# Unequal sample sizes: When to call it quits

I’m peer reviewing an academic journal article and the authors wrote the following as justification for not reporting any inferential statistics (I deidentified the nature of the two groups):

In total, 25 of the 2,349 (1.1%) respondents reported X. We appropriately refrain from presenting analyses that statistically compare group X to group Y (the other 2,324 participants) since those results could be heavily driven by chance with an outcome this rare.

My question is are the authors of this study justified in throwing in the towel with respect to comparing groups? If not, what might I recommend to them?

On the other hand, type II error rates very much will be affected by highly unequal $n$s. This will be true no matter what the test (e.g., the $t$-test, Mann-Whitney $U$-test, or $z$-test for equality of proportions will all be affected in this way). For an example of this, see my answer here: How should one interpret the comparison of means from different sample sizes?
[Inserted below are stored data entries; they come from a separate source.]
PR #33705, opened 2019-11-09
fix(ivy): constant object literals shared across element and component instances

crisbeto:
Currently if a consumer does something like the following, the object literal will be shared across the two elements and any instances of the component template. The same applies to array literals:

```
<div [someDirective]="{}"></div>
<div [someDirective]="{}"></div>
```

These changes make it so that we generate a pure function even if an object is constant so that each instance gets its own object.

Note that the original design for this fix included moving the pure function factories into the `consts` array. In the process of doing so I realized that pure function are also used inside of directive host bindings which means that we don't have access to the `consts`.

These changes also:
* Fix an issue that meant that the `pureFunction0` instruction could only be run during creation mode.
* Make the `getConstant` utility slightly more convenient to use. This isn't strictly required for these changes to work, but I had made it as a part of a larger refactor that I ended up reverting.

### DIFF
--- a/packages/compiler/src/render3/view/template.ts
+++ b/packages/compiler/src/render3/view/template.ts
@@ -1420,11 +1420,9 @@ export class ValueConverter extends AstMemoryEfficientTransformer {
         array.span, array.sourceSpan, this.visitAll(array.expressions), values => {
           // If the literal has calculated (non-literal) elements transform it into
           // calls to literal factories that compose the literal and will cache intermediate
-          // values. Otherwise, just return an literal array that contains the values.
+          // values.
           const literal = o.literalArr(values);
-          return values.every(a => a.isConstant()) ?
-              this.constantPool.getConstLiteral(literal, true) :
-              getLiteralFactory(this.constantPool, literal, this.allocatePureFunctionSlots);
+          return getLiteralFactory(this.constantPool, literal, this.allocatePureFunctionSlots);
         });
   }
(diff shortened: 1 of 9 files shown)


mhevery (approved):

mhevery:
[presubmit](http://test/OCL:279842915:BASE:279842961:1573518503205:54f41e2e)
[ivy-presubmit](http://test/OCL:279842915:BASE:279843113:1573518555242:71aa6611)

packages/compiler/src/render3/view/template.ts
```diff
@@ -1406,9 +1406,7 @@ export class ValueConverter extends AstMemoryEfficientTransformer {
           // calls to literal factories that compose the literal and will cache intermediate
           // values. Otherwise, just return an literal array that contains the values.
```
kara: Can we update the comment to match the code? We no longer return literal arrays.

packages/compiler/src/render3/view/template.ts
```diff
@@ -1419,9 +1417,7 @@ export class ValueConverter extends AstMemoryEfficientTransformer {
       // values. Otherwise, just return an literal array that contains the values.
```
kara: Same here

kara (approved):
LGTM once comments are updated

crisbeto:
Rebased and updated the comments.

PR #33706, opened 2019-11-09
fix(ivy): provider override via TestBed should remove old providers from the list

AndrewKushnir:
While overriding providers in Ivy TestBed (via `TestBed.overrideProvider` call), the old providers were retained in the list, since the override takes precedence. However, presence of providers in the list might have side-effect: if a provider has the `ngOnDestroy` lifecycle hook, this hook will be registered and invoked later (when component is destroyed). This commit updates TestBed logic to clear provider list by removing the ones which have overrides.

This PR resolves FW-1670.

## PR Type

- [x] Bugfix

- [ ] Yes
- [x] No

### DIFF
--- a/packages/core/test/test_bed_spec.ts
+++ b/packages/core/test/test_bed_spec.ts
@@ -16,6 +16,13 @@ import {onlyInIvy} from '@angular/private/testing';
 
 const NAME = new InjectionToken<string>('name');
 
+@Injectable({providedIn: 'root'})
+class SimpleService {
+  static ngOnDestroyCalls: number = 0;
+  id: number = 1;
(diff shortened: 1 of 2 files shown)


AndrewKushnir:
Initial set of g3 presubmits:
- [VE Presubmit](http://test/OCL:279428001:BASE:279428027:1573264797948:e8f36495)
- [Ivy Presubmit](http://test/OCL:279428001:BASE:279428175:1573264874750:cc3cf60b)

pkozlowski-opensource (approved):
LGTM

atscott (approved):

AndrewKushnir:
FYI, presubmits (including global for Ivy) look good. Thank you.

PR #33709, opened 2019-11-09
feat(core): missing-injectable migration should migrate empty object literal providers

devversion:
In View Engine, providers which neither used `useValue`, `useClass`,
`useFactory` or `useExisting`, were interpreted differently.

e.g.

```ts
{provide: X} -> {provide: X, useValue: undefined}, // this is how it works in View Engine
{provide: X} -> {provide: X, useClass: X}, // this is how it works in Ivy
```

The missing-injectable migration should migrate such providers to the
explicit `useValue` provider. This ensures that there is no unexpected
behavioral change when updating to v9.

See: https://next.angular.io/guide/ivy-compatibility#less-common-changes

### DIFF
--- a/packages/core/schematics/migrations/missing-injectable/transform.ts
+++ b/packages/core/schematics/migrations/missing-injectable/transform.ts
@@ -6,9 +6,8 @@
  * found in the LICENSE file at https://angular.io/license
  */
 
-import {forwardRefResolver} from '@angular/compiler-cli/src/ngtsc/annotations/src/util';
 import {Reference} from '@angular/compiler-cli/src/ngtsc/imports';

Thus, they may well be “justified in throwing in the towel” with respect to this issue. (Specifically, if you expect to get a non-significant result whether the effect is real or not, what is the point of the test?)
As the sample sizes diverge, statistical power will converge to $\alpha$. This fact actually leads to a different suggestion, which I suspect few people have ever heard of and would probably have trouble getting past reviewers (no offense intended): a compromise power analysis. The idea is relatively straightforward: In any power analysis, $\alpha$, $\beta$, $n_1$, $n_2$, and the effect size $d$, exist in relationship to each other. Having specified all but one, you can solve for the last. Typically, people do what is called an a-priori power analysis, in which you solve for $N$ (generally you are assuming $n_1=n_2$). On the other hand, you can fix $n_1$, $n_2$, and $d$, and solve for $\alpha$ (or equivalently $\beta$), if you specify the ratio of type I to type II error rates that you are willing to live with. Conventionally, $\alpha=.05$ and $\beta=.20$, so you are saying that type I errors are four times worse than type I errors. Of course, a given researcher might disagree with that, but having specified a given ratio, you can solve for what $\alpha$ you should be using in order to possibly maintain some adequate power. This approach is a logically valid option for the researchers in this situation, although I acknowledge the exoticness of this approach may make it a tough sell in the larger research community that probably has never heard of such a thing.